На этом втором «помогите!», помнится, я опустил письмо: в глазах застило, хотя, казалось бы, уж позакоренел, привык встречать утраты и трагедии без внешних рефлексов. Обидной иронией звучало это «помогите!» от Вятича, такого тугого на просьбы о помощи. Что я мог сделать? Кого, какое «начальство» тронуть судьбой одного человека, умирающего где-то в тылу, — здесь, в этом прифронтовом лазаретном городишке, где ежедневно умирали сотни, где уже тлела, готовая вспыхнуть, паника в ожидании вторжения, эвакуации, бомб на голову или дальнобойного снаряда?..
Иллюстрированы мои размышления были как нельзя лучше: обклеенные бумажными полосками стекла за моей спиной дрожали от свинцового гула пропеллеров — самолеты шли низко, волна за волной, возвращаясь с затянувшегося ночного налета. Я взглянул на Мару. Кончив самореставрацию перед зеркалом, она сидела сейчас выжидающе, с какой-то решимостью на поджатых крупно вымазанных губах.
— Чем тут поможешь?! — сказал я, дочитав письмо — там было всего еще несколько строк с «прощайте» и одним московским завещательным адресом, на случай, если мне довелось бы вернуться домой. — Решительно ничего нельзя выдумать...
— Нет, можно! — мотнула она завитушками. — Я поеду к нему! Да, да, не делай, пожалуйста, скептического лица. Я решила!..
— Вряд ли получится, Мара. Говорят, не ходят поезда. И кто тебе даст бумаги?

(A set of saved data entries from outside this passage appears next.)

PR #1444, opened 2020-04-15
correct HCC package requirements for centos 7

david-salinas:
My original fix got the order of conditional expressions backwards, OR is evaluated last.

### DIFF
--- a/CMakeLists.txt
+++ b/CMakeLists.txt
@@ -605,9 +605,9 @@ if("${DISTRO_ID}" MATCHES "opensuse" OR
    "${DISTRO_ID}" MATCHES "suse" OR
    "${DISTRO_ID}" MATCHES "sles" )
    set(HCC_GENERAL_RPM_DEP "coreutils, findutils, libelf-devel, pciutils, file, perl-File-Copy-Recursive, perl-File-Listing, perl-File-Which")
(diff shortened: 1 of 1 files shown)


aaronenyeshi (approved):
LGTM

CMakeLists.txt
```diff
@@ -605,9 +605,8 @@ if("${DISTRO_ID}" MATCHES "opensuse" OR
    "${DISTRO_ID}" MATCHES "suse" OR
    "${DISTRO_ID}" MATCHES "sles" )
    set(HCC_GENERAL_RPM_DEP "coreutils, findutils, libelf-devel, pciutils, file, perl-File-Copy-Recursive, perl-File-Listing, perl-File-Which")
-elseif( "${DISTRO_ID}" MATCHES "centos" OR 
-        "${DISTRO_ID}" MATCHES "redhatenterpriseserver" AND
```
scchan, line 609: I think you should just add the parentheses around the `OR` expression.

scchan (changes requested):

CMakeLists.txt
david-salinas: yeah.  updated.

scchan (approved):

PR #140, opened 2017-09-30
Add profile filter for passport

wtrocki:
## Motivation

Allow passport framework to filer out user data (including passport) when returning results to client.
screen shot 2017-09-30 at 5 23 39 pm

- [x] Implement check
- [x] Add example
- [x] Add support to demo app
- [x] Testing


JameelB (approved):
Verified locally :+1:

— Выпрошу отпуск. Сейчас вот после отбоя и идем вместе, ты меня поддержишь... А поезда шли еще вчера. Нет — пешком пойду. Ничего, доберусь! Кто-нибудь да подсадит в машину...
Может быть, и вправду доберется?.. Я смотрел на ее крепкую, обтянутую узким платьем фигуру, вкрай налитую тридцатилетним — последним — цветением (она говорила, что ей двадцать пять, — Бог с ней, может быть...) — очень эффектна, и недаром волочилось за ней столько земляков и иноплеменных. Главное же, я совершенно не предполагал в ней раньше таких порывов и мужества...
Она вдруг пододвинулась ко мне в кресле, пригнувшись над живописно вздернутыми коленками:
— Петрович, а почему б не поехать нам вместе? А? У тебя есть связи, ты можешь достать даже литеры... Драпанем отсюда! Ведь все равно вот-вот эвакуация... скопом, толкучка, жуть!.. А тут... Мы разыщем Алешу, слово даю... Ну, если нельзя уж спасти, хотя облегчим последние дни... А? Петрович... ведь это твой друг...
Мара во второй уже раз произносила слово «друг», которое в ее устах я тоже ощущал почему-то преувеличением. Было наше знакомство с Вятичем дружбой? На дружбу, как мне всегда казалось, не хватало у него ни охоты, ни времени. А у меня... — Впрочем, пусть это само, может быть, выяснится в ходе дальнейшего повествования. Я, конечно, готов был сделать для него все, что мог, хоть и не разделял Мариного оптимизма: письмо искало нас десять дней, не поздно ли уже?.. Но ее гусарское «драпанем», по мере того как я раздумывал, что ей ответить, начинало звучать все привлекательнее. В самом деле: в нашем теперешнем окружении все уже почти доспело до панического «спасайся, кто может!» Представлялся случай...
— Едем, Петрович!
Она засматривала мне в лицо. Теперь, когда гул над нашими головами ослабел и утек, она снова обрела улыбку и прочий убеждающий реквизит: подкинула одна на другую круглую точеную коленку, покачивая ногой, тоже с весьма скульптурными линиями, которыми очень гордилась. Это был ее аргумент, не то взятка, вроде как у Гоголя Чичиков подкладывает к своей просьбе стряпчему рублевые ассигнации. Впрочем, позы у нее получались, может быть, даже и не из расчета, а, так сказать, по природе, почти бессознательно. Настоящая была женщина, эта Мара...
2.
Происходило все утром, как я говорил, — письмо, разговор, вся эта длинная интродукция в то, о чем хочу рассказать. А вечером, точней — в ночь, около двенадцати, мы уже сидели в вагоне с фанерными окнами, в мерзких потемках, набитых сырыми, пахнувшими псиной шинелями, шаркающим лязгом кованных подошв и хриплыми «Не курить!» С каким удовольствием даже теперь, задним числом, написал бы я: «Поезд мчался»... и что-нибудь про грохот колес, выговаривающих, как это обожают авторы, непременно подходящий к случаю стишок или присказку. Но он пристыл к путям, заклятый сиренами, и двинулся только с рассветом, пыхнув грязным, тяжелым дымом за окнами, а внутри сизым, полегче — от встрепенувшихся самокруток и сигарет...
*
Тоже и на второй и на третий день он, как нам тогда казалось, больше стоял, чем двигался, под и перед тревогами, с визгом заползая в тупики. Если это было дотемна — все разбредались либо разбегались опрометью, через пути и семафорные проволоки, на дальние обочины, в канавы и за кусты. Было уже по-весеннему: щебет, почки и земляные теплые запахи...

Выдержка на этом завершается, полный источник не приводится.